Single-Cell Studies Advance Understanding of the Genetic and Molecular Basis of Atherosclerosis

Scritto il 12/06/2026
da Daniel Yuhang Li

Circ Res. 2026 Jun 12. doi: 10.1161/CIRCRESAHA.125.327472. Online ahead of print.

ABSTRACT

Atherosclerosis is a chronic disease of the arterial wall driven by complex interactions between vascular, immune, and stromal cells. For decades, our understanding of plaque biology relied on bulk assays that masked the underlying cellular heterogeneity. The development of single-cell and spatial genomics now enables the dissection of these multicellular systems with unprecedented granularity. These technologies have revealed the dynamic nature of vascular smooth muscle and endothelial cells, providing a framework to link genetic risk to specific transcriptional programs and cellular phenotypes. Single-cell RNA sequencing and single-cell epigenome sequencing (single-cell assay for transposase-accessible chromatin with sequencing) have redefined vascular cell biology, revealing intermediate phenotypic states and transcriptional regulators of disease progression. Recent advances in spatially resolved transcriptomics have begun to link these molecular profiles to their anatomic context within the plaque microenvironment, informing on cell-cell signaling pathways. Integrating genetic risk with single-cell data is illuminating how noncoding variants converge on specific vascular cell types and gene-regulatory networks.

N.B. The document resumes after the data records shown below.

PR #187, opened 2019-05-06
Remove symlink reference

gedgar:
Signed-off-by: Gary Edgar <gary@planetscale.com>

### DIFF
--- a/content/docs/tutorials/local.md
+++ b/content/docs/tutorials/local.md
@@ -135,7 +135,7 @@ In addition, Vitess requires the software and libraries listed below.
 
 ### Build Vitess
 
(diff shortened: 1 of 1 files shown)


deepthi:
> @deepthi I saw that you added this symlink previously, which I just removed. AFAIK, go doesn't like to build on files that are sym-linked. Was there a specific use case where you had to do this, and that it worked?

where are you seeing that? I don't see it in the file history. I recall @dkhenry telling me to create a vitess.io/vitess directory under go/src instead of symlinks, and that is how I have my local env set up.

sougou:
This was in the old history in vitess: https://github.com/vitessio/vitess/commit/f9020f0e49708553ebe0c088665bdf5a6ba694f9

deepthi:
> This was in the old history in vitess: [vitessio/vitess@f9020f0](https://github.com/vitessio/vitess/commit/f9020f0e49708553ebe0c088665bdf5a6ba694f9)

We should be good to remove those now.

Issue #208, opened 2019-07-02
Documentation correction


PrismaPhonic:
I noticed what seems to be a typo in the documentation for the "Run Vitess Locally" tutorial.  It states the following:

> if you ran make build while in $HOME/vt/src/vitess.io/vitess, then you should set: export VTROOT=$HOME/vt

Then later the same tutorial has us run a `101_initial_cluster.sh` script which in turn eventually runs a `vttablet_up.sh` script.  In the `vttablet_up.sh` script we see references to VTROOT such as:

```
init_db_sql_file="$VTROOT/config/init_db.sql"
```

It seems based on this that VTROOT should be pointed directly at the vitess repo root folder, not to a folder that would precede src/vitess.io/vitess.  

Please correct me if I'm wrong, but it seems like the documentation should instead say:

```
if you ran make build while in $HOME/vt/src/vitess.io/vitess, then you should set: export VTROOT=$HOME/vt/src/vitess.io/vitess
```

If this seems right I would be happy to issue a PR with the change to correct this.

@avaidyanatha ?

PrismaPhonic:
I'm going to close this issue since the documentation is correct.  What was inconsistent with the bootup script is that config as a folder should get symlinked to VTROOT which resolves what looks like inconsistent uses of VTROOT.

In this review, we summarize key technological advances in single-cell RNA sequencing, single-cell assay for transposase-accessible chromatin with sequencing, and spatial transcriptomics. Furthermore, we highlight recent biological discoveries and discuss emerging approaches, particularly clustered regularly interspaced short palindromic repeats perturbation-based single-cell methods, which are poised to bridge causal genetics and functional vascular biology in atherosclerosis.